Task instructions.
This exercise asks for an exact transcription of every entry.

[Supplied data — start]

PR #825, opened 2023-09-26
Add disk and memory percent_used

kasbert:
Add percentage of disk and memory usage based on the values in disk/bytes_used and memory/bytes_used .

Includes stackdriver configuration with "custom.googleapis.com" as it is not possible to add metrics to "compute.googleapis.com".

Previous PR 824 had a wrong committer.


pkg/systemstatsmonitor/memory_collector_unix.go
```diff
@@ -58,6 +58,29 @@ func (mc *memoryCollector) collect() {
 		}
 	}
 
+	if mc.mPercentUsed != nil && meminfo.MemTotal != nil && *meminfo.MemTotal > 0{
```
mmiranda96, line 61: Why do we need so many percentage memory metrics (and only for Unix)? Shouldn't it just be "used"?

kasbert: That is a copy from mBytesUsed section.
Personally I don't find much use for other than 'used' metrics and I am happy to remove them.

mmiranda96: Yes, please remove it. Thanks!

hakman:
@kasbert Seems unrelated:
```
Oct 31 04:03:58 systemd[1]: Started Node problem detector.
 node-problem-detector[723]: /home/kubernetes/bin/node-problem-detector: /lib64/libc.so.6: version `GLIBC_2.34' not found (required by /home/kubernetes/bin/node-problem-detector)
Oct 31 04:03:58 systemd[1]: node-problem-detector.service: Main process exited, code=exited, status=1/FAILURE
Oct 31 04:03:58 systemd[1]: node-problem-detector.service: Failed with result 'exit-code'.
Oct 31 04:04:08 systemd[1]: node-problem-detector.service: Scheduled restart job, restart counter is at 1.
Oct 31 04:04:08 systemd[1]: Stopped Node problem detector.
```

pkg/systemstatsmonitor/memory_collector_unix.go
kasbert: @mmiranda96 I made the changes, please check.

pkg/systemstatsmonitor/disk_collector.go
```diff
@@ -291,6 +303,9 @@ func (dc *diskCollector) collect() {
 		opttypes := strings.Join(partition.Opts, ",")
 		dc.mBytesUsed.Record(map[string]string{deviceNameLabel: deviceName, fsTypeLabel: fstype, mountOptionLabel: opttypes, stateLabel: "free"}, int64(usageStat.Free))
 		dc.mBytesUsed.Record(map[string]string{deviceNameLabel: deviceName, fsTypeLabel: fstype, mountOptionLabel: opttypes, stateLabel: "used"}, int64(usageStat.Used))
+		if dc.mPercentUsed != nil {
+			dc.mPercentUsed.Record(map[string]string{deviceNameLabel: deviceName, fsTypeLabel: fstype, mountOptionLabel: opttypes, stateLabel: "used"}, float64(usageStat.UsedPercent))
```
mmiranda96, line 307: Wouldn't `dc.mPercentused` always be initialized? If we fail to do so, we fail in line 162, right? We can probably remove the nil check (to match the other metrics).

wangzhen127:
@kasbert This PR has caused us trouble in GKE as the custom metric unexpectedly charged GKE customers. Even though we are switching over to `compute.googleapis.com` in https://github.com/kubernetes/node-problem-detector/pull/1024, I wonder why we need this given we have `bytes_used` for disk and memory. Aren't those good enough already? We are consulting with COS team within Google and we are considering reverting this PR if this is not really needed. So please let me know if you have any use case here. Thanks!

[Supplied data — finish]

Answer to the problem.
PR #825, opened 2023-09-26
Add disk and memory percent_used

kasbert:
Add percentage of disk and memory usage based on the values in disk/bytes_used and memory/bytes_used .

Includes stackdriver configuration with "custom.googleapis.com" as it is not possible to add metrics to "compute.googleapis.com".

Previous PR 824 had a wrong committer.


pkg/systemstatsmonitor/memory_collector_unix.go
```diff
@@ -58,6 +58,29 @@ func (mc *memoryCollector) collect() {
 		}
 	}
 
+	if mc.mPercentUsed != nil && meminfo.MemTotal != nil && *meminfo.MemTotal > 0{
```
mmiranda96, line 61: Why do we need so many percentage memory metrics (and only for Unix)? Shouldn't it just be "used"?

kasbert: That is a copy from mBytesUsed section.
Personally I don't find much use for other than 'used' metrics and I am happy to remove them.

mmiranda96: Yes, please remove it. Thanks!

hakman:
@kasbert Seems unrelated:
```
Oct 31 04:03:58 systemd[1]: Started Node problem detector.
 node-problem-detector[723]: /home/kubernetes/bin/node-problem-detector: /lib64/libc.so.6: version `GLIBC_2.34' not found (required by /home/kubernetes/bin/node-problem-detector)
Oct 31 04:03:58 systemd[1]: node-problem-detector.service: Main process exited, code=exited, status=1/FAILURE
Oct 31 04:03:58 systemd[1]: node-problem-detector.service: Failed with result 'exit-code'.
Oct 31 04:04:08 systemd[1]: node-problem-detector.service: Scheduled restart job, restart counter is at 1.
Oct 31 04:04:08 systemd[1]: Stopped Node problem detector.
```

pkg/systemstatsmonitor/memory_collector_unix.go
kasbert: @mmiranda96 I made the changes, please check.

pkg/systemstatsmonitor/disk_collector.go
```diff
@@ -291,6 +303,9 @@ func (dc *diskCollector) collect() {
 		opttypes := strings.Join(partition.Opts, ",")
 		dc.mBytesUsed.Record(map[string]string{deviceNameLabel: deviceName, fsTypeLabel: fstype, mountOptionLabel: opttypes, stateLabel: "free"}, int64(usageStat.Free))
 		dc.mBytesUsed.Record(map[string]string{deviceNameLabel: deviceName, fsTypeLabel: fstype, mountOptionLabel: opttypes, stateLabel: "used"}, int64(usageStat.Used))
+		if dc.mPercentUsed != nil {
+			dc.mPercentUsed.Record(map[string]string{deviceNameLabel: deviceName, fsTypeLabel: fstype, mountOptionLabel: opttypes, stateLabel: "used"}, float64(usageStat.UsedPercent))
```
mmiranda96, line 307: Wouldn't `dc.mPercentused` always be initialized? If we fail to do so, we fail in line 162, right? We can probably remove the nil check (to match the other metrics).

wangzhen127:
@kasbert This PR has caused us trouble in GKE as the custom metric unexpectedly charged GKE customers. Even though we are switching over to `compute.googleapis.com` in https://github.com/kubernetes/node-problem-detector/pull/1024, I wonder why we need this given we have `bytes_used` for disk and memory. Aren't those good enough already? We are consulting with COS team within Google and we are considering reverting this PR if this is not really needed. So please let me know if you have any use case here. Thanks!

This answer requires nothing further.